PR #650, opened 2019-07-18
map variables for dark/light CTA

cowills:
did you know that the CTA component has "light" and "dark" styles which have nothing to do with what we call "lightmode" and "darkmode"? 😆 🤣 😢 😭 😪 

the CSS for CTA was written to make "brand" the default mode, but the vue component sets the default mode to "dark" so that brand default CSS never executes ever. Fun stuff. I just deleted that set of base color/background/box-shadow/fill variables and will update the comp-vars docs to note that you need `base + exactly one mode` for it to work.


lancetharper (approved):
There's been a lot of shifting sands in the life of these early components 😅

KrisKnabel (approved):

fesnaqvi (approved):

PR #652, opened 2019-07-19
tree shaking

cowills:
WIP

The per-icon components are a huge pain here :~( 

Row and Col being in a folder called "grid" is also a pain :~(

In general, there's a lot of internal re-org we could do now that we're off lerna to make the build simpler. (could definitely be done as part of the test/example re-org)

I disabled the SSR builds because FEBs doesn't even support that. ALso disabled the big ESM build and the single file CJS builds because they make no sense.

Consumers will need to set this in their webpack.overrides.conf.js so FEBS can build the modules properly, it looks like this:

```
const dir = __dirname
module.exports = {
  module: {
    rules: [{
      test: /\.js$/, // TODO: target cedar only? hrmmm.... export this as a loader somehow?
      use: {
        loader: 'babel-loader',
        query: {
          plugins: [
            [require('babel-plugin-transform-imports'),  {
              '@rei/cedar': {
                transform: (importName, matches) => `${dir}/node_modules/@rei/cedar/dist/${importName.toLowerCase()}/${importName}.esm.js`,
                preventFullImport: true,
              }
            }]
          ]
        }
      }
    }]
  }
}

```

That transform just turns this:

`import {CdrText, CdrButton} from '@rei/cedar'`

into this:

```
import CdrText from 'BUILD_DIR/node_modules/@rei/cedar/cdrtext/CdrText.esm.js'
import CdrButton from 'BUILD_DIR/node_modules/@rei/cedar/cdrbutton/CdrButton.esm.js'
```

This would allow fedpack components to be agnostic about CJS vs. ESM and let the consuming micro-site decide how to build it.


cowills:
found a waaaaaaaay simpler solution 🤦‍♀ 😆

PR #653, opened 2019-07-29
fix utilities.scss build

cowills:
fixes the utilities.scss imports to load the new utility files. (also updates two instances of `cdr-sr-only` to match the new name for that class.

side note: we should probably not use utility classes in the components, since it means cedar consumers then have to load the utilities even if they never use them

### DIFF
--- a/src/components/dataTable/CdrDataTable.vue
+++ b/src/components/dataTable/CdrDataTable.vue
@@ -28,7 +28,7 @@
         :id="id ? id : null"
       >
         <caption
-          class="cdr-sr-only"
+          class="cdr-display-sr-only"
           v-if="caption"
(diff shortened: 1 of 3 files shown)


lancetharper (dismissed):
Should we update those to also be a mixin so we can use them in components as well as in the utility class?

cowills:
> Should we update those to also be a mixin so we can use them in components as well as in the utility class?

That's one possible solution. I don't think we really need to solve this problem until/unless we move utilities to it's own thing. For now just avoiding use of utilities in components seems fine

KrisKnabel (dismissed):

darintrimillos (approved):

PR #655, opened 2019-07-31
Accordion updates

darintrimillos:
Got design approval from Fes, so we should be ready to go here.


src/components/accordion/__tests__/CdrAccordion.spec.js
```diff
@@ -1,9 +1,109 @@
...
+    //     },
+    //     slots: {
+    //       default: 'this is some default slot text. it should take up some space'
+    //     }
+    //   });
+
+    //   expect(wrapper.vm.maxHeight).toBe(0);
+
+    //   // this is throwing a console error, but shouldn't be. Covered in this thread
+    //   // https://github.com/vuejs/vue-test-utils/issues/631
```
cowills: this issue looks like it was resolved already? the PR they reference as the solution was merged

cowills: also shouldn't this be `setProps` since opened isn't in `data()`?

lancetharper:
Looks like `chromedriver` is outdated with the recent Chrome update

src/components/accordion/CdrAccordion.vue
```diff
@@ -1,56 +1,139 @@
...
+
+      if (this.borderAligned) {
+        styles.push(this.modifyClassName(this.baseClass, 'border-aligned'));
+      }
+
+      return styles.join(' ');
+    },
+    focusedClass() {
+      return this.focused ? this.modifyClassName(this.baseClass, 'focused') : null;
+    },
```
KrisKnabel, line 126: This `focused` classname logic at first glance seems unnecessary as you could use the `:focus` pseudo-class in the stylesheet, but I looked in the .scss file and it looks as if you have something going on with changing the z-index.  Is this old logic that could possibly be removed?  If not, maybe add a comment as to why the z-index change.

darintrimillos: This is to fix a Chrome-only visual issue. I added a comment into the stylesheet to explain why it's there.

src/components/accordion/__tests__/CdrAccordion.spec.js
darintrimillos: Yes, it should have been `setProps`. We actually don't need this anymore as it was testing some stuff that was refactored out.

darintrimillos: I added an additional assertion and a comment.

cowills:
@darintrimillos before moving onto other work, can you also update the fall release notes in cedar-docs to document the breaking changes here?

darintrimillos:
> @darintrimillos before moving onto other work, can you also update the fall release notes in cedar-docs to document the breaking changes here?

Yeah, I'll do that.

cowills (approved):
lgtm, animations are much snappier now 👍

PR #656, opened 2019-07-31
fix(cta, vars): create light-elevated mixin

cowills:
cta-style="light" and modifier="elevated" results in this special case :<


lancetharper (dismissed):

lancetharper:
Looks like the recent Chrome update is breaking a test

KrisKnabel (approved):

PR #657, opened 2019-08-01
feat(link): `CdrLink` emits a click event

lancetharper:


cowills (dismissed):
:+1: lgtm

src/components/link/CdrLink.vue
```diff
@@ -5,6 +5,7 @@
     :target="target"
     :rel="computedRel"
     :href="tag === 'a' ? href : null /* don't include the href attribute if not an <a> */"
+    @click="$emit('click', $event)"
   >
```
KrisKnabel, line 9: I have a feeling it might be ideal to name our click event something different than the default `click` in order to be more deliberate about what actual event the consumer is listening to.  I remember having strange behavior depending on where I was listening for the event.  Should we maybe name it `linkClick`?

cowills: i think click is fine since we are passing along the event? what do other vue libraries do? I don't think having a unique "click" event name for every component is a good idea

lancetharper: I actually prefer just using `click` since it's how Vue works. We aren't doing anything different with it and it should work identically anyhow.

I'm wondering if we should just just pass all listeners through...then we don't have to handle any and all cases since we don't really care about the click/other events anyway.

https://vuejs.org/v2/api/#vm-listeners

lancetharper: Yeah, I'm going to change to that since we're basically making a "transparent wrapper component" anyway. It's probably a pattern we should follow elsewhere too unless our component specifically needs to know about an event and do something.

cowills: that seems like it might also solve the pagination vue router click event issue Joe reported as well? smth like `<CdrPagination @click.prevent="handlePaginationClick" />`. Would just be on consumers to check the `event.target.href` and handle it accordingly

cowills: > unless our component specifically needs to know about an event and do something.

even then, presumably the component could internally catch the event and then re-emit the event after transforming it? or just let it bubble up i guess? will have to play around more with this.

lancetharper: Yes, my thought exactly. We can listen to an event and emit the same event...then things would work more how you'd expect Vue things to work without having to know an explicit "event API" of what is/isn't supported for every component.

We should still call out that events are passed through in the component docs though so people at least know they are.

KrisKnabel (approved):

PR #659, opened 2019-08-08
v-model/listeners consistency

cowills:
- updating anything that has a v-model to make it:
--  use `value` as the v-model attr
--  emit an `input` event when that value changes
- using the $listeners pattern wherever possible to replace previously hardcoded bindings

radio, pagination, and select were the only components that deviated from the standard v-model pattern. all three will have simple breaking changes for JSX users (they'll just need to rename the prop they bound to.) Aliasing props does not seem to be a thing in Vue, so not sure there is a good way to gracefully deprecate those without possibly causing a bigger mess.

docs updates: https://github.com/rei/rei-cedar-docs/pull/390

### DIFF
--- a/src/components/input/CdrInput.vue
+++ b/src/components/input/CdrInput.vue
@@ -153,20 +153,20 @@ export default {
         [this.$style['cdr-input-wrap']]: true,
       };
     },
-    inputListeners: function () {//
+    inputListeners() {
       // https://vuejs.org/v2/guide/components-custom-events.html#Binding-Native-Events-to-Components
       // handles conflict between v-model and v-on="$listeners"
-      var vm = this;
+      const vm = this;
       return Object.assign(
         {},
         this.$listeners,
         {
-          input: function (event) {
-            vm.$emit('input', event.target.value)
-          }
-        }
+          input(event) {
+            vm.$emit('input', event.target.value);
+          },
+        },
       );
-    }
+    },
   },
 };
 </script>
--- a/src/components/input/CdrInput.vue
+++ b/src/components/input/CdrInput.vue
@@ -26,13 +26,9 @@
         :rows="[rows]"
         :class="[inputClass, sizeClass, space]"
         v-bind="$attrs"
+        v-on="$listeners"
         v-model="newValue"
         :id="inputId"
-        @blur="onBlur"
-        @input="onInput"
-        @focus="onFocus"
-        @paste="onPaste"
-        @keydown="onKeydown"
         :disabled="disabled"
         :required="required"
         :aria-label="hideLabel ? label : null"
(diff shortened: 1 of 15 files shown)


src/components/input/CdrInput.vue
```diff
@@ -166,61 +153,19 @@ export default {
...
+      const vm = this;
+      return Object.assign(
+        {},
+        this.$listeners,
+        {
+          input(event) {
+            vm.$emit('input', event.target.value);
+          },
+        },
+      );
```
KrisKnabel, line 168: This is so much better!  💯

src/components/input/__tests__/CdrInput.spec.js
```diff
@@ -201,58 +202,86 @@ describe('CdrInput.vue', () => {
...
+    const wrapper = shallowMount(CdrInput, {
+      propsData: {
+        label: 'test',
+        value: 'bar'
+      },
+    });
+    const input = wrapper.find({ ref: 'input' });
+    wrapper.setProps({value: ''});
+    expect(input.element.value).toBe('');
+  });
```
KrisKnabel, line 286: Clever  👍

src/components/pagination/CdrPagination.vue
```diff
@@ -131,14 +127,13 @@ export default {
         return result;
       },
     },
-    /** @ignore used for binding v-model */
-    currentPage: {
+    /** @ignore used for binding v-model, represents the current page */
```
KrisKnabel, line 130: Do we still need the @ignore?  I removed it locally and I don't see any errors.

cowills: since we aren't auto-generating API docs anymore it's not necessary. We could probably make a separate chore task to remove all of those

src/components/input/CdrInput.vue
cowills: yeah, i think we can do something similar to checkbox/radio/select as well. gonna save that for a future PR though since this is already pretty big.

src/components/pagination/CdrPagination.vue
```diff
@@ -221,8 +216,7 @@ export default {
     },
   },
   watch: {
-    currentPage(v) {
-      this.localCurrent = v;
+    value() {
       this.currentUrl = this.pages[this.currentIdx].url;
     },
   },
```
KrisKnabel, line 222: I think we can get rid of the watcher on `value` and update `currentUrl` in the `select` method that is bound to the `change` event.  As this is a large PR, we could worry about the change in a later chore/refactor PR.

KrisKnabel (approved):

lancetharper (approved):
🎉

src/components/pagination/CdrPagination.vue
cowills: this watcher has to run for any value update, not just the select. and it can't be a computed prop since it's passed as the v-model to the select. 
agreed that there's definitely a better pattern to use here though :+1:

PR #662, opened 2019-08-14
Accordion bug fix

darintrimillos:
I found a bug in accordion when updating the docs site with the alpha @cowills made. I've fixed that bug in this PR, and tested that code in the docs site nav.

I'd like to get this merged and create a new alpha for docs site, which will then unblock my PR there.


package.json
```diff
@@ -1,6 +1,6 @@
 {
   "name": "@rei/cedar",
-  "version": "2.1.0-alpha.0",
+  "version": "3.0.0-accordion.alpha.1",
```
cowills: can you just name this alpha.3? i don't think it makes sense to issue named alphas off of next

darintrimillos: Whoops, yeah just did that to make an npm package yesterday so it wouldn't get the alpha tag. I'll fix that.

cowills (approved):

PR #665, opened 2019-08-27
Feature/type

mhewson:


static/cdr-fonts.css
```diff
@@ -1,6 +1,21 @@
 /*
 * This is the unminified version of cedar-fonts.min.css
 */
+@font-face {
```
cowills, line 1: can we drop the legacy fonts here? or possibly just delete the inline base64 fonts from the old ones? they add a huge amount to consumer bundles

static/cdr-fonts.min.css
```diff
@@ -1 +1,17 @@
+@font-face {
```
cowills: should actually minify this if it's `min.css`

src/css/deprecated/fall2019/typeography.scss
```diff
@@ -0,0 +1,266 @@
+/* subheading */
```
cowills, line 1: we can just delete these, these mixins don't get exported

cowills: related to this change: we should probably remove typography from the component variables entirely and just have people use utility classes for text.

static/cdr-fonts.css
mhewson: I was going to ask about that at dev review! I think it makes sense as long as that still allows us to support the deprecated type settings . -- seems like removing the inline should be don't either way though

static/cdr-fonts.min.css
mhewson: yep getting there

src/css/deprecated/fall2019/typeography.scss
mhewson: They are used in the deprecated classes though - I guess they could be deconstructed

mhewson: as in 
```
  &--subheading {
    @include cdr-text-subheading-mixin;
  }
```

src/components/accordion/examples/Accordion.vue
```diff
@@ -2,15 +2,15 @@
   <div class="accordion-container">
     <cdr-text
       tag="h2"
-      modifier="heading-small"
+      modifier="heading-600 heading-700@md heading-700@lg"
```
KrisKnabel, line 5: Just checking, but this looks like it got changed to the `heading-medium` new values instead of the `heading-small` values.  Was that the intent?

mhewson: Yes I took that to be a mistake to have the H2 at a smaller size than the h3's but this can be changed if needed

KrisKnabel (approved):

PR #672, opened 2019-09-03
fix(fullwidth): the fullwidth prop was used as a string rather than a…

mhewson:
… bool on some examples

also took the oportunity to do an audid update and apply the space prop to the buttons

### DIFF
--- a/src/css/generic/_color.scss
+++ b/src/css/generic/_color.scss
@@ -28,10 +28,3 @@
   background-color: $cdr-color-background-darker;
 }
 
-//--------------------------------------------------------------------------------------------------
-// Foreground color
-//--------------------------------------------------------------------------------------------------
-.cdr-color-foreground-secondary{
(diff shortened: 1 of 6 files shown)


KrisKnabel (dismissed):

src/css/generic/_color.scss
```diff
@@ -26,3 +27,11 @@
 .cdr-bg--darker {
   background-color: $cdr-color-background-darker;
 }
+
+//--------------------------------------------------------------------------------------------------
+// Foreground color
+//--------------------------------------------------------------------------------------------------
+.cdr-color-foreground-secondary{
```
cowills: ??? is this supposed to be in this PR?

mhewson: thats for type - I'll move it to it's own pr for clarity

KrisKnabel (approved):

PR #679, opened 2019-09-11
fix(tests): temporary fix for chromedriver in CI environment

cowills:
this will allow us to unblock the CI check. if 77 isn't out before we want to release then we can rollback to 76, doesn't matter much since this is just a devDep.

https://github.com/giggio/node-chromedriver/pull/227 the branch/PR is just 2 version bumps so LGTM

### DIFF
--- a/.travis.yml
+++ b/.travis.yml
@@ -8,10 +8,10 @@ addons:
   chrome: stable
 dist: xenial
 before_install:
-- if [ "$TRAVIS_OS_NAME" == "linux" ]; then export CHROME_BIN=/usr/bin/google-chrome;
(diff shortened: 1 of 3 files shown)


lancetharper (dismissed):

lancetharper:
I'm not sure if it's a chrome/chromedriver mismatch or what, but it still doesn't want to run correctly.

The chromedriver patch says `77.0.3865.40` but the installed chrome version is `77.0.3865.75-1` which I assume should match

Edit: Nvm. Got it working 🎉

lancetharper (approved):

▸ What is expected
Search the preceding listing for the word "github" and pull out every line that holds it.

▸ Solution to the problem
+    //   // https://github.com/vuejs/vue-test-utils/issues/631
docs updates: https://github.com/rei/rei-cedar-docs/pull/390
https://github.com/giggio/node-chromedriver/pull/227 the branch/PR is just 2 version bumps so LGTM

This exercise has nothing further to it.